• [What the task asks]: What's needed is a full, exact retyping of the records.

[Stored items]
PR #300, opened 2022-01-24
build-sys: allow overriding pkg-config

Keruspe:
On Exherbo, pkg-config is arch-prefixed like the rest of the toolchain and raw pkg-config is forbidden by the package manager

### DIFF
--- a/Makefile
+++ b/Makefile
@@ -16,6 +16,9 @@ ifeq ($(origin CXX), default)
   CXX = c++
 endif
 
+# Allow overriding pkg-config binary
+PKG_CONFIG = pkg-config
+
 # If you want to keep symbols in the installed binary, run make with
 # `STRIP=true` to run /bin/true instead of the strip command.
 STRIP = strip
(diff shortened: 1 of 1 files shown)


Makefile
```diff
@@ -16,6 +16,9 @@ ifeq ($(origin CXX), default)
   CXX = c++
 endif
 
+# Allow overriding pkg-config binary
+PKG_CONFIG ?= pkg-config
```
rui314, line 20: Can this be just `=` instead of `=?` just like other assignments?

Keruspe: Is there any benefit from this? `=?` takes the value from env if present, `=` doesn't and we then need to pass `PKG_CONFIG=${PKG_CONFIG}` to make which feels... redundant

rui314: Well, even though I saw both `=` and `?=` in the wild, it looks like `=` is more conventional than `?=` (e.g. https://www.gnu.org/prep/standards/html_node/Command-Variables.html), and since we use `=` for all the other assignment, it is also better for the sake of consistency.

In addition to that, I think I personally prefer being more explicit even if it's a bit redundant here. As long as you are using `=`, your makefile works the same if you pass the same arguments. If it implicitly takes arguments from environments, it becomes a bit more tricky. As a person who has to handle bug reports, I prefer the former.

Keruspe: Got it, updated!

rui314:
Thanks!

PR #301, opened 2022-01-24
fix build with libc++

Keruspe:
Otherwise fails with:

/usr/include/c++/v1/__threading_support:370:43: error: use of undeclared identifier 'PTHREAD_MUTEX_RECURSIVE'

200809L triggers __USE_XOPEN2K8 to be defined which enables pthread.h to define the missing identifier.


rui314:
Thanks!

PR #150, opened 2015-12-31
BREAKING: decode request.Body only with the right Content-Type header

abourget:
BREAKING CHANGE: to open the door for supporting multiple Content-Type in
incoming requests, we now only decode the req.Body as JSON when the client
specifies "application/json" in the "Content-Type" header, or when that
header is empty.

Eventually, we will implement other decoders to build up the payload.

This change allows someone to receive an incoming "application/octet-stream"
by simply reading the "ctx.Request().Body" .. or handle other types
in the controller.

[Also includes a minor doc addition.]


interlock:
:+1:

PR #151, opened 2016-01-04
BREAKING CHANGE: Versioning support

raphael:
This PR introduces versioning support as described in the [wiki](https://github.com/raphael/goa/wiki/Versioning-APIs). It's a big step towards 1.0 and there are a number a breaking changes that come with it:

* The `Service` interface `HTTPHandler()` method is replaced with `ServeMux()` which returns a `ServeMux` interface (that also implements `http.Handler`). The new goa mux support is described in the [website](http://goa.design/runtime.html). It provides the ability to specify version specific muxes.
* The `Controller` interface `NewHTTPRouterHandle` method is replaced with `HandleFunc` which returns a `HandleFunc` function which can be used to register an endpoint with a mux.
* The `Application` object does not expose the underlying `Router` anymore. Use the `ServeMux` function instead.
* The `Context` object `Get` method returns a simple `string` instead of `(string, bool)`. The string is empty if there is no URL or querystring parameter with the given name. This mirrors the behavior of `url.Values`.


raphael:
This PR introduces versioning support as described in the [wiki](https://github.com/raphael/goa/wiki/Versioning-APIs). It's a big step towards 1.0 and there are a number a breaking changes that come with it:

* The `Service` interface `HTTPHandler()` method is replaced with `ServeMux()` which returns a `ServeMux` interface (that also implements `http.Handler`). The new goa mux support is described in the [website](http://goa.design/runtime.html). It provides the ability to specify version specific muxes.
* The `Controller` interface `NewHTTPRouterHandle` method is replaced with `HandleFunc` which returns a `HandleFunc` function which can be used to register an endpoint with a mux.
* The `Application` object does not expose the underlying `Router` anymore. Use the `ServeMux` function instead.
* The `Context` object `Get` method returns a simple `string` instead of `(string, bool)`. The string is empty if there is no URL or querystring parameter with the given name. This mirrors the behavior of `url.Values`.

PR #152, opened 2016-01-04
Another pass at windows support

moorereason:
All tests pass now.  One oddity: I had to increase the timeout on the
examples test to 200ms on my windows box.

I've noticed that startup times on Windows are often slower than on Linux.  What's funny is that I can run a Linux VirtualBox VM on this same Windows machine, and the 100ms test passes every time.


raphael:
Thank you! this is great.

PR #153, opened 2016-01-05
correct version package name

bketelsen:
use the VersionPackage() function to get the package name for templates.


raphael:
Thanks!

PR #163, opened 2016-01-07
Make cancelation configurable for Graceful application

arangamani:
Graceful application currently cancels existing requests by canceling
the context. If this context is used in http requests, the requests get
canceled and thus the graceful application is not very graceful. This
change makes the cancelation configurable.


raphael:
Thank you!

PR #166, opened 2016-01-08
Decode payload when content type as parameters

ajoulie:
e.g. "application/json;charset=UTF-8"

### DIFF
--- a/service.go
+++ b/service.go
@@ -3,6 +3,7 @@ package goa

• [Output of the task]:
PR #300, opened 2022-01-24
build-sys: allow overriding pkg-config

Keruspe:
On Exherbo, pkg-config is arch-prefixed like the rest of the toolchain and raw pkg-config is forbidden by the package manager

### DIFF
--- a/Makefile
+++ b/Makefile
@@ -16,6 +16,9 @@ ifeq ($(origin CXX), default)
   CXX = c++
 endif
 
+# Allow overriding pkg-config binary
+PKG_CONFIG = pkg-config
+
 # If you want to keep symbols in the installed binary, run make with
 # `STRIP=true` to run /bin/true instead of the strip command.
 STRIP = strip
(diff shortened: 1 of 1 files shown)


Makefile
```diff
@@ -16,6 +16,9 @@ ifeq ($(origin CXX), default)
   CXX = c++
 endif
 
+# Allow overriding pkg-config binary
+PKG_CONFIG ?= pkg-config
```
rui314, line 20: Can this be just `=` instead of `=?` just like other assignments?

Keruspe: Is there any benefit from this? `=?` takes the value from env if present, `=` doesn't and we then need to pass `PKG_CONFIG=${PKG_CONFIG}` to make which feels... redundant

rui314: Well, even though I saw both `=` and `?=` in the wild, it looks like `=` is more conventional than `?=` (e.g. https://www.gnu.org/prep/standards/html_node/Command-Variables.html), and since we use `=` for all the other assignment, it is also better for the sake of consistency.

In addition to that, I think I personally prefer being more explicit even if it's a bit redundant here. As long as you are using `=`, your makefile works the same if you pass the same arguments. If it implicitly takes arguments from environments, it becomes a bit more tricky. As a person who has to handle bug reports, I prefer the former.

Keruspe: Got it, updated!

rui314:
Thanks!

PR #301, opened 2022-01-24
fix build with libc++

Keruspe:
Otherwise fails with:

/usr/include/c++/v1/__threading_support:370:43: error: use of undeclared identifier 'PTHREAD_MUTEX_RECURSIVE'

200809L triggers __USE_XOPEN2K8 to be defined which enables pthread.h to define the missing identifier.


rui314:
Thanks!

PR #150, opened 2015-12-31
BREAKING: decode request.Body only with the right Content-Type header

abourget:
BREAKING CHANGE: to open the door for supporting multiple Content-Type in
incoming requests, we now only decode the req.Body as JSON when the client
specifies "application/json" in the "Content-Type" header, or when that
header is empty.

Eventually, we will implement other decoders to build up the payload.

This change allows someone to receive an incoming "application/octet-stream"
by simply reading the "ctx.Request().Body" .. or handle other types
in the controller.

[Also includes a minor doc addition.]


interlock:
:+1:

PR #151, opened 2016-01-04
BREAKING CHANGE: Versioning support

raphael:
This PR introduces versioning support as described in the [wiki](https://github.com/raphael/goa/wiki/Versioning-APIs). It's a big step towards 1.0 and there are a number a breaking changes that come with it:

* The `Service` interface `HTTPHandler()` method is replaced with `ServeMux()` which returns a `ServeMux` interface (that also implements `http.Handler`). The new goa mux support is described in the [website](http://goa.design/runtime.html). It provides the ability to specify version specific muxes.
* The `Controller` interface `NewHTTPRouterHandle` method is replaced with `HandleFunc` which returns a `HandleFunc` function which can be used to register an endpoint with a mux.
* The `Application` object does not expose the underlying `Router` anymore. Use the `ServeMux` function instead.
* The `Context` object `Get` method returns a simple `string` instead of `(string, bool)`. The string is empty if there is no URL or querystring parameter with the given name. This mirrors the behavior of `url.Values`.


raphael:
This PR introduces versioning support as described in the [wiki](https://github.com/raphael/goa/wiki/Versioning-APIs). It's a big step towards 1.0 and there are a number a breaking changes that come with it:

* The `Service` interface `HTTPHandler()` method is replaced with `ServeMux()` which returns a `ServeMux` interface (that also implements `http.Handler`). The new goa mux support is described in the [website](http://goa.design/runtime.html). It provides the ability to specify version specific muxes.
* The `Controller` interface `NewHTTPRouterHandle` method is replaced with `HandleFunc` which returns a `HandleFunc` function which can be used to register an endpoint with a mux.
* The `Application` object does not expose the underlying `Router` anymore. Use the `ServeMux` function instead.
* The `Context` object `Get` method returns a simple `string` instead of `(string, bool)`. The string is empty if there is no URL or querystring parameter with the given name. This mirrors the behavior of `url.Values`.

PR #152, opened 2016-01-04
Another pass at windows support

moorereason:
All tests pass now.  One oddity: I had to increase the timeout on the
examples test to 200ms on my windows box.

I've noticed that startup times on Windows are often slower than on Linux.  What's funny is that I can run a Linux VirtualBox VM on this same Windows machine, and the 100ms test passes every time.


raphael:
Thank you! this is great.

PR #153, opened 2016-01-05
correct version package name

bketelsen:
use the VersionPackage() function to get the package name for templates.


raphael:
Thanks!

PR #163, opened 2016-01-07
Make cancelation configurable for Graceful application

arangamani:
Graceful application currently cancels existing requests by canceling
the context. If this context is used in http requests, the requests get
canceled and thus the graceful application is not very graceful. This
change makes the cancelation configurable.


raphael:
Thank you!

PR #166, opened 2016-01-08
Decode payload when content type as parameters

ajoulie:
e.g. "application/json;charset=UTF-8"

### DIFF
--- a/service.go
+++ b/service.go
@@ -3,6 +3,7 @@ package goa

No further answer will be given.